====== LISTED RECORDS ======

PR #9226, opened 2026-06-04
Fixed NPE in AutoRank System

IllianiBird:
Added `null` protections to autoranks ranks system. While a `null` person _shouldn't_ be passed in it's entirely possible that it could happen (and has) so let's protect ourselves.

Marked as critical as this can cause several systems to brick, it turns out.

### DIFF
--- a/MekHQ/src/mekhq/campaign/personnel/ranks/AutoAssignRankForCompanyGenerator.java
+++ b/MekHQ/src/mekhq/campaign/personnel/ranks/AutoAssignRankForCompanyGenerator.java
@@ -127,6 +127,10 @@ public final class AutoAssignRankForCompanyGenerator {
         }
 
         for (Person person : crew) {
+            if (person == null) {
+                continue;
+            }
+
             // Skip anyone who already has a rank
             if (!hasNoRank(person)) {
                 continue;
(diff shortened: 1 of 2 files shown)


MekHQ/src/mekhq/campaign/personnel/ranks/AutoAssignRankForCompanyGenerator.java
```diff
@@ -127,6 +127,10 @@ public static void assignRanks(Campaign campaign, Unit unit, Faction faction) {
         }
 
         for (Person person : crew) {
+            if (person == null) {
```
hokvel: My concern is that `crew` here is assigned from `Unit.getCrew()`, which has 37 usages. If we suspect that it can have nulls, we should fix it at the source, otherwise this block will signal that we can't trust it. I also took a look at how crew-related nulls are handled in `Unit` and it seems to be safe.

IllianiBird: Sounds good, I was just being paranoid after I hit an NPE earlier

IllianiBird:
Took another look, and actually found the root cause. I opted to leave two of the `null` checks in place regardless (though one was removed). I left those in as they were instances where we were passing in `Person` objects and so couldn't vet them prior to processing.

VicenteCartas (approved):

======

• REQUIREMENT: Look over the records above and filter for each line with the word "MekHQ".

• YOUR SOLUTION:
--- a/MekHQ/src/mekhq/campaign/personnel/ranks/AutoAssignRankForCompanyGenerator.java
+++ b/MekHQ/src/mekhq/campaign/personnel/ranks/AutoAssignRankForCompanyGenerator.java
MekHQ/src/mekhq/campaign/personnel/ranks/AutoAssignRankForCompanyGenerator.java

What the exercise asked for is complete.